Энаор ухмылялся в усы, всем своим видом демонстрируя, что у него-то есть вполне жизнеспособные версии. У алайки чесались руки поколотить его за равнодушие к детям и надрать уши себе – за тугодумие. Чтобы окончательно не потерять самоуважение, ей срочно нужно было распутать хоть что-то. Найдя в умывальнике очередную подарочную летучую мышь, она вспомнила об одном подходящем варианте.
Некоторые из лэнэссер, обитающих на своде пещеры, с годами впадали в маразм. Вместо того чтобы стелиться по камню элегантными спиралями, они начинали бесконтрольно расти, душа побеги соседних цветков, пронзая их острыми шипами и образуя уродливые колючие колтуны. Примерно раз в три месяца местные жители, неравнодушные к солнцам Бездны или же видящие в них надёжную защиту своих жилищ с воздуха, отправлялись ухаживать за престарелыми одуванчиками. Они распутывали длинные стебли, аккуратно раскладывали их по потолку, фиксируя кожаными петлями на липучках, и обрезали те, для которых не нашлось свободного места.
Заняться этим увлекательным делом Талия и позвала Илег.

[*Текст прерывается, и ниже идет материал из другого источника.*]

PR #62, opened 2016-03-25
Build fix for Linux overlay with 03242016 compiler.

dgrove-oss:
With the 03242016 development drop, building the
Dispatch overlay on Linux fails because mode_t and
off_t are not defined.  This is a minimal fix to
include the needed header files and get the build
working again.

### DIFF
--- a/dispatch/dispatch.h
+++ b/dispatch/dispatch.h
@@ -26,6 +26,7 @@
 #include <TargetConditionals.h>
 #endif
 #include <sys/cdefs.h>
+#include <sys/types.h>
 #include <stddef.h>
 #include <stdint.h>
 #include <stdbool.h>
--- a/dispatch/io.h
+++ b/dispatch/io.h
@@ -26,6 +26,10 @@
 #include <dispatch/base.h> // for HeaderDoc
 #endif
 
+#ifdef __DISPATCH_BUILDING_SWIFT_MODULE__
+#include <stdio.h>
+#endif
+
 __BEGIN_DECLS
 
 /*! @header
--- a/src/Makefile.am
+++ b/src/Makefile.am
@@ -122,7 +122,7 @@ SWIFT_OBJECTS=	\
 	$(abs_builddir)/Dispatch.swiftdoc \
 	$(abs_builddir)/Dispatch.o
 
-SWIFTC_FLAGS = -Xcc -fmodule-map-file=$(abs_top_srcdir)/dispatch/module.map -I$(abs_top_srcdir) -parse-as-library -Xcc -fblocks
+SWIFTC_FLAGS = -Xcc -D__DISPATCH_BUILDING_SWIFT_MODULE__=1 -Xcc -fmodule-map-file=$(abs_top_srcdir)/dispatch/module.map -I$(abs_top_srcdir) -parse-as-library -Xcc -fblocks
 
 $(abs_builddir)/Dispatch.o: $(abs_srcdir)/swift/Dispatch.swift
 	$(SWIFTC) $(SWIFTC_FLAGS) -c -o $@ $<


dgrove-oss:
This fix is also included in #61, but since it may take some time for 61 to get merged and the Linux build of dispatch is broken without this small change opening a separate PR.

dgrove-oss:
Merged this changeset to experimental/foundation in #68.  Leaving this pull request open and baking branch undeleted  until a fix gets merged to the master branch to enable it to compile with 03242016 Swift tool chain.

dispatch/dispatch.h
```diff
@@ -32,6 +32,10 @@
 #include <stdarg.h>
 #include <unistd.h>
 #include <fcntl.h>
+#ifndef __APPLE__
+#include <stdio.h>
```
MadCoder: why do you need that in a public header? we kind of try to restrict what we export to a bare minimum, <sys/types.h> I understand, but stdio seems to point toward something else being wrong.

I would also add <sys/types.h> for everyone not only !__APPLE__ it's fine

dgrove-oss:
Coming back to this, I'm actually not sure if this is really a bug that should be fixed by changing dispatch.h or by fixing the clang importer of swiftc or the module maps the importer is using for SwiftGLibc.  This change is not for the C compilaition of libdispatch.  What it is trying to fix is a problem when compiling Dispatch.swift with a swift toolchain post the 03242016 drop. Namely:

```
libtool: compile:  clang -DHAVE_CONFIG_H -I. -I/home/dgrove/swift/swift-corelibs-libdispatch/src -I../config -I.. -I/home/dgrove/swift/swift-corelibs-libdispatch -I/home/dgrove/swift/swift-corelibs-libdispatch/private -I/home/dgrove/swift/swift-corelibs-libdispatch/os -I/home/dgrove/swift/swift-corelibs-libdispatch/libpwq/include -Wall -fvisibility=hidden -momit-leaf-frame-pointer -I/usr/include/kqueue -isystem /usr/include/bsd -DLIBBSD_OVERLAY -fblocks -g -O2 -c /home/dgrove/swift/swift-corelibs-libdispatch/src/swift/swift_wrappers.c  -fPIC -DPIC -o swift/.libs/swift_wrappers.o
/home/dgrove/swift/build/dpg/swift-linux-x86_64/bin/swiftc -Xcc -fmodule-map-file=/home/dgrove/swift/swift-corelibs-libdispatch/dispatch/module.map -I/home/dgrove/swift/swift-corelibs-libdispatch -parse-as-library -Xcc -fblocks -c -o /home/dgrove/swift/build/dpg/libdispatch-linux-x86_64/src/Dispatch.o /home/dgrove/swift/swift-corelibs-libdispatch/src/swift/Dispatch.swift
<module-includes>:1:10: note: in file included from <module-includes>:1:
#include "dispatch.h"
         ^
/home/dgrove/swift/swift-corelibs-libdispatch/dispatch/dispatch.h:59:10: note: in file included from /home/dgrove/swift/swift-corelibs-libdispatch/dispatch/dispatch.h:59:
#include <dispatch/io.h>
         ^
/home/dgrove/swift/swift-corelibs-libdispatch/dispatch/io.h:253:31: error: declaration of 'mode_t' must be imported from module 'SwiftGlibc.POSIX.sys.types' before it is required
        const char *path, int oflag, mode_t mode,
                                     ^
/usr/include/x86_64-linux-gnu/sys/types.h:70:18: note: previous declaration is here
typedef __mode_t mode_t;
                 ^
<module-includes>:1:10: note: in file included from <module-includes>:1:
#include "dispatch.h"
         ^
/home/dgrove/swift/swift-corelibs-libdispatch/dispatch/dispatch.h:59:10: note: in file included from /home/dgrove/swift/swift-corelibs-libdispatch/dispatch/dispatch.h:59:
#include <dispatch/io.h>
         ^
/home/dgrove/swift/swift-corelibs-libdispatch/dispatch/io.h:355:2: error: declaration of 'off_t' must be imported from module 'SwiftGlibc.C.stdio' before it is required
        off_t offset,
        ^
/usr/include/stdio.h:90:17: note: previous declaration is here
typedef __off_t off_t;
```
Do you want to pull in someone from the compiler team to advise?

MadCoder:
off_t is supposed to be in <unistd.h> which is a more reasonnable header to import from dispatch.h IMO (for all platforms)

dgrove-oss:
Looks like the key bit (which other header file to try) got chopped from your comment.

MadCoder:
unistd.h stupid html sanitizer *sigh*

dgrove-oss:
Thanks.  unistd.h is already #included. And as expected my unistd.h does include a definition of off_t.  So I think maybe the fix is in the GLibc module map.   Who would be the right person on the compiler team to drag in to help figure out why the importer isn't seeing the definition of off_t when it processes the header file (but was seeing it before the march 24 drop of the swift compiler).

MadCoder:
I don't know you should ask on one of the swift mailing lists. FWIW I don't think the dispatch build uses modules on linux, so I'm slightly surprised at the issue here.

@mwwa maybe you can help given the work you're doing on the overlay?

dgrove-oss:
@MadCoder   I've played with various options suggested by @gribozavr on swift-dev list today, and I think this change is the least disruptive fix that is possible in the medium term (ie, without getting the system headers changed to be more module friendly).   Hopefully guarding the include of stdio.h will make this attempt more acceptable than the previous one.

MadCoder:
that looks reasonnable to me

PR #64, opened 2016-03-31
Another fix for libpwq configuration

dgrove-oss:
Setting a configure variable that is tested in
a later AM_CONDITIOANL to true, is not the same as
setting it to true


dgrove-oss:
Merged to experimental/foundation in #67.  Leaving this open and not deleting branch until it is also merged to master

drewcrawford:
This resolves SR-1242.

Please merge.

PR #65, opened 2016-03-31
guard pthread_workqueue_signal_np calls

dgrove-oss:
Fixes build when on Linux, but not building with libpwq.
Not clear if this configuration is actually that useful,
but it should either (a) build/run as well as possible or
(b) be treated as a configuration error and fail the build
with a useful error message.  This patch enables option (a).


dgrove-oss:
No longer relevant; calls to pthread_workqueue_signal_np were removed.

PR #66, opened 2016-04-01
SR-1101 : clang 3.9 doesn't allow typeof on bit-field

dgrove-oss:
Avoid using an expression whose type is a bitfield in
macros like slowpath or dispatch_assert that internally
use typeof on their argument expression.


dgrove-oss:
Problem reported by team porting libdispatch to Linux S/390 where they need to use latest version of clang (https://bugs.swift.org/browse/SR-1101 for details).

dgrove-oss:
No longer needed; closing.

PR #67, opened 2016-04-06
Another fix for libpwq configuration

dgrove-oss:
Setting a configure variable that is tested in
a later AM_CONDITIOANL to true, is not the same as
setting it to true


dgrove-oss:
Replicates #64 (master branch) to the experimental branch

PR #68, opened 2016-04-07
Build fix for Linux overlay with 03242016 compiler.

dgrove-oss:
With the 03242016 development drop, building the
Dispatch overlay on Linux fails because mode_t and
off_t are not defined.  This is a minimal fix to
include the needed header files and get the build
working again.


dgrove-oss:
Repeat of #62 for experimental/foundation branch.

PR #70, opened 2016-04-13
change prototype of functions returning nil to use ImplictlyUnwrapped…

dgrove-oss:
…Optional

Fixes build break with 20160412a development drop by restoring !
annotation on the return types of methods that return nil.
Picked ! (not ?) to match swift/public/SDK/Dispatch/Dispatch.swift.


dgrove-oss:
master-branch variant of #69, which is merged to the experimental/foundation branch

PR #76, opened 2016-06-08
libkqueue as git submodule

ianpartridge:
This commit adds the option to build libkqueue into libdispatch as a git submodule.  This is so we can pick up fixes to libkqueue which are not available via the system package.

If the libkqueue git submodule is not present, then the system package is used as before.


INSTALL
```diff
@@ -109,7 +109,7 @@ Prepare your system
  2. Install dtrace (to generate provider.h)
     sudo apt-get install systemtap-sdt-dev
  3. Install libdispatch pre-reqs
-    sudo apt-get install libblocksruntime-dev libkqueue-dev libbsd-dev
+    sudo apt-get install libblocksruntime-dev libbsd-dev
```
MadCoder: I wouldn't *quite* do that, as I think that it won't fly long term with distributions to not use the system's libkqueue. so I wouldn't touch this, but use pkg-config or some method in configure to check that the system libkqueue is recent enough to have the right fixes instead.

ianpartridge: We did an identical change when we added libpwq as a git submodule.

MadCoder: I know, but the situation with libpwq is different: libdispatch is its only client on the system *ever* so having dispatch "disptribute" it is fine.

libkqueue is different, it has other clients on the system and other OSS projects use it, so while I understand the motivation of this patch for swift development purposes, I don't think we can ship like that.

MadCoder: IOW I think it's completely fine to be *able* to use the submodule, but that should be for development purposes only, unlike libpwq

seabaylea: @MadCoder that makes sense. Once we have a final list of fixes needed and know which level of libkqueue those fixes make it in to, we can definitely take the approach of only using a submodule if the system installed levels are too old.

seabaylea:
Merging to get the libkqueue fixes into the 'experimental' working branch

Закутанные с ног до головы, перетянутые страховочными поясами, они встретились в жилом дворике Талии и стали подниматься по вделанным в скальную стену железным скобам.
– Почему мы не воспользовались магией? – спросила жрица где-то на полдороге. – Фаргон говорил, что проблемы с левитацией возникают только рядом с порталами-медузами.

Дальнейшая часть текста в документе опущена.